Health Policy#

Navarch uses CEL (Common Expression Language) to evaluate GPU health events and determine node health status. You can customize this logic by providing a health policy file.

If no policy is specified, Navarch uses a built-in default policy that classifies fatal XID errors (like XID 79 "GPU has fallen off the bus") as unhealthy and recoverable errors as degraded.

Enabling a custom policy#

Reference the policy file in your configuration:

server:
  health_policy: ./health-policy.yaml

Policy file format#

version: v1

metadata:
  name: my-policy
  description: Custom health policy for my fleet

rules:
  # More specific rules first
  - name: fatal-xid
    description: XID errors indicating unrecoverable GPU failure
    condition: |
      event.event_type == "xid" && event.metrics.xid_code in [48, 79, 95]
    result: unhealthy

  - name: recoverable-xid
    description: XID errors that may recover
    condition: event.event_type == "xid"
    result: degraded

  - name: thermal-critical
    condition: |
      event.event_type == "thermal" &&
      event.metrics.temperature >= 95
    result: unhealthy

  # Default rule must be last
  - name: default
    condition: "true"
    result: healthy

Rules are evaluated in order; the first matching rule determines the result.
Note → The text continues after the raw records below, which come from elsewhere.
PR #1084, opened 2020-11-19
fix: add playIcon prop to TS declaration

jariz:
`playIcon` is currently missing from the .d.ts file.


jariz:
@cookpete Any update? 
This PR is fairly straightforward, and I need to use hacky workarounds now to use react-player with the `playIcon` prop w/TS.

cookpete:
Apologies @jariz – this went completely under my radar. Cheers for the PR 👍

Place more specific rules before general ones, and always include a default rule at the end.

Rule fields#

Field	Required	Description
`name`	Yes	Unique rule identifier
`description`	No	Human-readable description
`condition`	Yes	CEL expression that returns true when rule matches
`result`	Yes	Result when rule matches: `healthy`, `degraded`, or `unhealthy`

CEL event fields#

The following fields are available in CEL expressions:

Field	Type	Description
`event.event_type`	string	Event type: `xid`, `thermal`, `ecc_dbe`, `ecc_sbe`, `nvlink`, `pcie`, `power`
`event.system`	string	DCGM health watch system identifier
`event.gpu_index`	int	GPU index (0-based, -1 for node-level)
`event.metrics`	map	Event-specific metrics
`event.message`	string	Human-readable description

Common metrics by event type:

Event Type	Metric	Type	Description
`xid`	`xid_code`	int	NVIDIA XID error code
`thermal`	`temperature`	int	GPU temperature in Celsius
`ecc_dbe`	`ecc_dbe_count`	int	Double-bit ECC error count
`ecc_sbe`	`ecc_sbe_count`	int	Single-bit ECC error count

Example policies#

Strict policy#

Treat all XID errors as fatal:

rules:
  - name: any-xid-fatal
    condition: event.event_type == "xid"
    result: unhealthy
  - name: default
    condition: "true"
    result: healthy

Permissive policy#

Only fail on the most severe errors:

rules:
  - name: bus-error-only
    condition: |
      event.event_type == "xid" && event.metrics.xid_code == 79
    result: unhealthy
  - name: default
    condition: "true"
    result: healthy

GPU-specific policy#

Different thresholds for different GPUs:

rules:
  - name: gpu0-strict
    description: GPU 0 is critical, any error is fatal
    condition: event.gpu_index == 0 && event.event_type == "xid"
    result: unhealthy
  - name: other-gpu-permissive
    condition: event.event_type == "xid"
    result: degraded
  - name: default
    condition: "true"
    result: healthy

Testing policies#

Use the simulator to test health policies before deploying to production. The simulator HTML report includes a "Policy Rules" section showing which rules matched for each failure.

./bin/simulator run scenarios/xid-classification.yaml -v

See Health Monitoring for background on health events and XID errors.